Task goal
Only the number is wanted: state how many lines of the data below contain the word "much".

Material provided
=======

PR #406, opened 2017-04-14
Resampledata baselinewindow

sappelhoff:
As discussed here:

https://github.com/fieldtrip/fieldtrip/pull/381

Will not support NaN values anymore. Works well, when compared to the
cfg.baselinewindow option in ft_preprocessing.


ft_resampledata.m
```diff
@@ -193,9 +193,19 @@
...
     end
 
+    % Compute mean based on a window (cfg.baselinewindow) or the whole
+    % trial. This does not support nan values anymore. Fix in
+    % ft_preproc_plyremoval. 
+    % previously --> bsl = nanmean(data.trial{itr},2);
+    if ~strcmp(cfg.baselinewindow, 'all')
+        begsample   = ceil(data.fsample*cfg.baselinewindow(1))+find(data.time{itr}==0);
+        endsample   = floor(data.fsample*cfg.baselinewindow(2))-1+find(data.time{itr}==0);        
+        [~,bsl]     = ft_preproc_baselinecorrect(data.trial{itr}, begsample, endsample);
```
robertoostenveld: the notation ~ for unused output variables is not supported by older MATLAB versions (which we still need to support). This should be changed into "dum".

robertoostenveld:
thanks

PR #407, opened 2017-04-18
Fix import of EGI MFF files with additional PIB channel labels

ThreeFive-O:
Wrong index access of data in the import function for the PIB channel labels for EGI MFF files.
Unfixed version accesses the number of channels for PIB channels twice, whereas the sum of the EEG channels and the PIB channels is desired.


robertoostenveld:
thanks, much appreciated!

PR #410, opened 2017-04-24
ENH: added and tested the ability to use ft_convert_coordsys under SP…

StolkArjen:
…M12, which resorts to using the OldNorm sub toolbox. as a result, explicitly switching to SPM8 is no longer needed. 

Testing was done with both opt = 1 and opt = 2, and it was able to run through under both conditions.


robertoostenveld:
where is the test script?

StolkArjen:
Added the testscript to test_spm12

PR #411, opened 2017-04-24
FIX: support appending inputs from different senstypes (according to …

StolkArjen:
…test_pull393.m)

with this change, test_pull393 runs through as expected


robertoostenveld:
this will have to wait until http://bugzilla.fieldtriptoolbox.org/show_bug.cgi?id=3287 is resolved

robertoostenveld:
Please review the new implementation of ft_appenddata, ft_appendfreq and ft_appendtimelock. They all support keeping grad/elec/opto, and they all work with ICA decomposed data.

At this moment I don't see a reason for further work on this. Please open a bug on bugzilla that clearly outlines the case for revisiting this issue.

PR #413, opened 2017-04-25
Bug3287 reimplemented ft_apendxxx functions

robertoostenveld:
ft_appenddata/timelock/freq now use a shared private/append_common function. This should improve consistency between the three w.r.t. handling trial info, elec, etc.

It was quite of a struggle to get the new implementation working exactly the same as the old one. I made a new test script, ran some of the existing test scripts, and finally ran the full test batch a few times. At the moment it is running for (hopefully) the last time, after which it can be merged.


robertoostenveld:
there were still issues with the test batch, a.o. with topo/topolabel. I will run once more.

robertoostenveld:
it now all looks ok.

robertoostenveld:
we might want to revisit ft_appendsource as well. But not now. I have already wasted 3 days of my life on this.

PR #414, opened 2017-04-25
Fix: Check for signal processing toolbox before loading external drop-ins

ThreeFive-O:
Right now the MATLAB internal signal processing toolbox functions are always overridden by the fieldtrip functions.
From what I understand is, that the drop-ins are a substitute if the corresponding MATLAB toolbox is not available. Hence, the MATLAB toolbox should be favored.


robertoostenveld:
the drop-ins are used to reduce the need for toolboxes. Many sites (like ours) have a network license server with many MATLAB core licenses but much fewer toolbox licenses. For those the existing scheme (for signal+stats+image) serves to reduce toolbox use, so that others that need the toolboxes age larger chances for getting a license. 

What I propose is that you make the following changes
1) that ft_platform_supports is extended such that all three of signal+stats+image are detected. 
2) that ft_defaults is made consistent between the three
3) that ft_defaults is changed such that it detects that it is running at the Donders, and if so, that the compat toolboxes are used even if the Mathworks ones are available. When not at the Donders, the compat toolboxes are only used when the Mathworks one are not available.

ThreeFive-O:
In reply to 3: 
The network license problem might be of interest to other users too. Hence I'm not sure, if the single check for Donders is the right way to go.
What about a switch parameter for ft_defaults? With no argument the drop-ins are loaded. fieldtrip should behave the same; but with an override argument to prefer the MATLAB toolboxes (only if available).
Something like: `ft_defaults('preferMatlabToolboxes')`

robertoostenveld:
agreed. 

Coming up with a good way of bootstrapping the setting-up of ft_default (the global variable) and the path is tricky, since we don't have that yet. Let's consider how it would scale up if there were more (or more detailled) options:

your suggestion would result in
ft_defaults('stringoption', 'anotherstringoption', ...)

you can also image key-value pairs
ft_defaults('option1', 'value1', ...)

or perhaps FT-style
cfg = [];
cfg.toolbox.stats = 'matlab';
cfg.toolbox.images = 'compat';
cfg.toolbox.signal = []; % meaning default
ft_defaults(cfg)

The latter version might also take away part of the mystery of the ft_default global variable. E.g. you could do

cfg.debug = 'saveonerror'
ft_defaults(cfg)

=======

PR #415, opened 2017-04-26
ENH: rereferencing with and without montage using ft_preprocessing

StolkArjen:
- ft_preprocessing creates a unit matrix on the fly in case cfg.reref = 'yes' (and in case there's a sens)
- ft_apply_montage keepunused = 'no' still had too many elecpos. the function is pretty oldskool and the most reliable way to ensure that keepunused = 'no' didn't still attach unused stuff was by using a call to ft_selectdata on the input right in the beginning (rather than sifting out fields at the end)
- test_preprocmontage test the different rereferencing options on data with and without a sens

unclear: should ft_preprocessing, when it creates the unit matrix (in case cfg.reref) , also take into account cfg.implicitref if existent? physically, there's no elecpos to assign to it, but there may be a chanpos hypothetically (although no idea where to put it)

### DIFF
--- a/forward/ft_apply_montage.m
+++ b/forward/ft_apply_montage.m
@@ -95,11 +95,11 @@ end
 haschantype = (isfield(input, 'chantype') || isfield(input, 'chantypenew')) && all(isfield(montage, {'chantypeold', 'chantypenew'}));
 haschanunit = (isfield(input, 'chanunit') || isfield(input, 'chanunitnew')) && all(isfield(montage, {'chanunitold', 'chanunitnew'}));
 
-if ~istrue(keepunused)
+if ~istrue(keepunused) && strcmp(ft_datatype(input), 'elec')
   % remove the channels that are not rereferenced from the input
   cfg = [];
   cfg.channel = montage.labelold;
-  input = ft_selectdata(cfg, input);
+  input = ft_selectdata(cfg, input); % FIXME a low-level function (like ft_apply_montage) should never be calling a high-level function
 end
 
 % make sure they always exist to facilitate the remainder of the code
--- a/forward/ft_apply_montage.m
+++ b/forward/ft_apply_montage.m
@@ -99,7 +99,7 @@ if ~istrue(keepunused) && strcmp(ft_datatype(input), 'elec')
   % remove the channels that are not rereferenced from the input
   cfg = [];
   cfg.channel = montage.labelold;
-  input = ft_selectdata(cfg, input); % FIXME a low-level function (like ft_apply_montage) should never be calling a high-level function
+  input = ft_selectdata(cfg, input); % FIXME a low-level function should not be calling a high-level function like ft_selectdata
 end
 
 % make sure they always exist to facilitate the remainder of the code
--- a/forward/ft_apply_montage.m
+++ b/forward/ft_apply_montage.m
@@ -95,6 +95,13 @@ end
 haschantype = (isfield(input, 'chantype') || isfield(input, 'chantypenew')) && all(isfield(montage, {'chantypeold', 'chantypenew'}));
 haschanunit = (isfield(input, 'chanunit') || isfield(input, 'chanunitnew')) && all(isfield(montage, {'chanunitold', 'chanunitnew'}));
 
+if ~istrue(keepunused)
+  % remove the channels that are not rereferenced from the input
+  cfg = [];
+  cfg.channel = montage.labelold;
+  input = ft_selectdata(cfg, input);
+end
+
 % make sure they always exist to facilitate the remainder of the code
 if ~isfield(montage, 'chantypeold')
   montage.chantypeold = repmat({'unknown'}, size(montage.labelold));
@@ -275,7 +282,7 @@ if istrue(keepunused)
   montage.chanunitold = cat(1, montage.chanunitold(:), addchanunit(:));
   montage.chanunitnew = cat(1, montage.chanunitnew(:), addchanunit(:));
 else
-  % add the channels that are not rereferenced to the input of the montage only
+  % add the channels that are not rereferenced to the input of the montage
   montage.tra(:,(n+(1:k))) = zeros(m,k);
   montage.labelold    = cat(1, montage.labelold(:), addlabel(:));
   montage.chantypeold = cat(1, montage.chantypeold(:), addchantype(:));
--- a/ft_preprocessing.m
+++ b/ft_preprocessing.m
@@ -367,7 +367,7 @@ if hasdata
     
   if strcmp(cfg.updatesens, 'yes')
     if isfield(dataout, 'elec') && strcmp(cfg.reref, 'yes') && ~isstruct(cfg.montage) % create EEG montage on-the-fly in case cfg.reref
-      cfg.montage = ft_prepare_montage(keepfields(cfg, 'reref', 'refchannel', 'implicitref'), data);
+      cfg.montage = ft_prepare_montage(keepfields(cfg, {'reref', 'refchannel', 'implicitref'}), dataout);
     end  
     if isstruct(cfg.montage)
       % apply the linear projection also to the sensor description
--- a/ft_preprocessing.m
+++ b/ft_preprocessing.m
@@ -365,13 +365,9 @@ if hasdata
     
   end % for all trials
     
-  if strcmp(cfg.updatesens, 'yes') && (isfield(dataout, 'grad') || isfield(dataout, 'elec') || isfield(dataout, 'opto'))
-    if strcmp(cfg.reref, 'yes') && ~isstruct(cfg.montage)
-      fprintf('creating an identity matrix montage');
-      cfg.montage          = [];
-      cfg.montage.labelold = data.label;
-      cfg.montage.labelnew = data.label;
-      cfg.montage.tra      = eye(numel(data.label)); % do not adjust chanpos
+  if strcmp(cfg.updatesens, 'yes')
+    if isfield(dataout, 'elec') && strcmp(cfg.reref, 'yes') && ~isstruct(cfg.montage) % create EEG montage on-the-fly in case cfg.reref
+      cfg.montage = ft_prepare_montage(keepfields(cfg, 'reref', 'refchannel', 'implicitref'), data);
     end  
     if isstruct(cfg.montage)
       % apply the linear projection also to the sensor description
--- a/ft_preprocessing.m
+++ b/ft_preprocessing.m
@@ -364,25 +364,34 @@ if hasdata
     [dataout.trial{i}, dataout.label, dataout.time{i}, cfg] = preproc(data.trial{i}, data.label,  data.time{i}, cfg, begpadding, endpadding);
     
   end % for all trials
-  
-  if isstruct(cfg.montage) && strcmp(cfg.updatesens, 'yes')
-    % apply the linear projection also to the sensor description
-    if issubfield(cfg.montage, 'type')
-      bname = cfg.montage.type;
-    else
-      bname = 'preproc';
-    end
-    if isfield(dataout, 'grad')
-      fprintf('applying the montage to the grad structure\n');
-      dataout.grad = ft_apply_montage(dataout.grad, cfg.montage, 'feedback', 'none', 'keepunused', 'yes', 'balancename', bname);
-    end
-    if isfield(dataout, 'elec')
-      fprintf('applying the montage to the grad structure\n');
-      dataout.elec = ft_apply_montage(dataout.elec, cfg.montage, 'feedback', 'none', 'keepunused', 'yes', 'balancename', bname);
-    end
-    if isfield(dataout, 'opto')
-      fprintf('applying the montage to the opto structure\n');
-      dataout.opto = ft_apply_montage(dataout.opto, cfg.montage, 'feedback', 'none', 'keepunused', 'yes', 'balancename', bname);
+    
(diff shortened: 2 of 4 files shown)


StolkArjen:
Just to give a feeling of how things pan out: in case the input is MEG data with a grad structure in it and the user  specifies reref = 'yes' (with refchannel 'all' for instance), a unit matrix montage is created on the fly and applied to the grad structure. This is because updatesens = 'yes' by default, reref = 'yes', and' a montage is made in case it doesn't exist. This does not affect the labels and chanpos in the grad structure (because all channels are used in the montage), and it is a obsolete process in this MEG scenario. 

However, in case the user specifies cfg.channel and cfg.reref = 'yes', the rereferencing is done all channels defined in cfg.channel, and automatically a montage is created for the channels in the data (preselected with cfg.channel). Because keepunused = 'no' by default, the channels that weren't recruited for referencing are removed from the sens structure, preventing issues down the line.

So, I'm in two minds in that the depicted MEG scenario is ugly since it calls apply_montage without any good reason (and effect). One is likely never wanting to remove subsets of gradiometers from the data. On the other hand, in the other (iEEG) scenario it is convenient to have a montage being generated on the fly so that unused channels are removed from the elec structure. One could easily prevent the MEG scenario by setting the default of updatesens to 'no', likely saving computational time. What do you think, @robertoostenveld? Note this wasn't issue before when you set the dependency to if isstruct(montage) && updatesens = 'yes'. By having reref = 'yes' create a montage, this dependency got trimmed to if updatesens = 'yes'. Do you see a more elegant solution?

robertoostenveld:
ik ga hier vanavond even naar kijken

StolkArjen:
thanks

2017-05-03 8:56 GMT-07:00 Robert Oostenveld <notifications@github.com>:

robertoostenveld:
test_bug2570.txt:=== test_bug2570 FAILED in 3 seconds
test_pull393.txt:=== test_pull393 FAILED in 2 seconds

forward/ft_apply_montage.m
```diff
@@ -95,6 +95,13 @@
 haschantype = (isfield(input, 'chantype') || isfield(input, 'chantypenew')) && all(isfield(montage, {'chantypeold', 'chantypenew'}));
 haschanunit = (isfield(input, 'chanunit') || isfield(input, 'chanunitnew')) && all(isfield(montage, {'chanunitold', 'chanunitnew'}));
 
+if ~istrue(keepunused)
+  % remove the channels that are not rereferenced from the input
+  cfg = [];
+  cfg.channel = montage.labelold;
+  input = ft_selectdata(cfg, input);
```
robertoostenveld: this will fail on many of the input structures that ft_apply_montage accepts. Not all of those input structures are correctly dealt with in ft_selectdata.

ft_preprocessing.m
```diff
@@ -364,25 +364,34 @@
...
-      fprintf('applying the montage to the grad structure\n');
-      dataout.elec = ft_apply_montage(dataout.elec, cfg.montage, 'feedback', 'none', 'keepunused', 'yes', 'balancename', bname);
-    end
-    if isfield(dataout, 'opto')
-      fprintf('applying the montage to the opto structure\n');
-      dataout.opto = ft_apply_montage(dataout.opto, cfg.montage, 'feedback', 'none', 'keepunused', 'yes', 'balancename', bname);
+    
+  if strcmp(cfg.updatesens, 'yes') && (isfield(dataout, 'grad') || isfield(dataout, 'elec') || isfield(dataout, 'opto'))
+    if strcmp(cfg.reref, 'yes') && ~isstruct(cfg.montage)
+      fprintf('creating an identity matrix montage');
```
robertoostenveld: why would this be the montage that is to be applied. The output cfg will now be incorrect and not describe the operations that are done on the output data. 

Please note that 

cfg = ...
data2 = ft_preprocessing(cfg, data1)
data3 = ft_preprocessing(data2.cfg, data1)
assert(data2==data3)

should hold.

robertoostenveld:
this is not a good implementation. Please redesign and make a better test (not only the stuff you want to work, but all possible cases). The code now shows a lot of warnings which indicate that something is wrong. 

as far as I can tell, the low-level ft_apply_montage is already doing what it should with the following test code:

=======

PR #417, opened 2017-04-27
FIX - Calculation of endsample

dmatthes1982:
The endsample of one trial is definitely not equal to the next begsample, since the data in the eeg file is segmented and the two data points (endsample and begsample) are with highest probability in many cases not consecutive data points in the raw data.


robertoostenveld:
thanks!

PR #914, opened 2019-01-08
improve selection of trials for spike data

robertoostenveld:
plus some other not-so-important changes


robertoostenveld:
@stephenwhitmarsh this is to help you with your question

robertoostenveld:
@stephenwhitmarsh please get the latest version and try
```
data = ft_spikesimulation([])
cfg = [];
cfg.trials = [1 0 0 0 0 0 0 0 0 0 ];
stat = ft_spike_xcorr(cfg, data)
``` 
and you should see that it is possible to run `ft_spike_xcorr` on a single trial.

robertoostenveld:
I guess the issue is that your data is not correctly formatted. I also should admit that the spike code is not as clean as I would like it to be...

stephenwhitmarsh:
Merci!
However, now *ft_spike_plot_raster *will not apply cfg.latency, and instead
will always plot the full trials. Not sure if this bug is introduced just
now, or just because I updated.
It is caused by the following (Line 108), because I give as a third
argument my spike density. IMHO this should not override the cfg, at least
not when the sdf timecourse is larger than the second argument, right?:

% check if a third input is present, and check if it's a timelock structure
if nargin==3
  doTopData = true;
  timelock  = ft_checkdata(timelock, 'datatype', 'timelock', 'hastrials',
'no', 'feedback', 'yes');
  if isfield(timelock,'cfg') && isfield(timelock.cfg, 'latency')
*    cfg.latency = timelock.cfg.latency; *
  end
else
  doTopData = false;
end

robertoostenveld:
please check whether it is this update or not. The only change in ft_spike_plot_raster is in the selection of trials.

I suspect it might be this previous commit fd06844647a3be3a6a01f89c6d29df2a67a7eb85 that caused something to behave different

=======

Response
2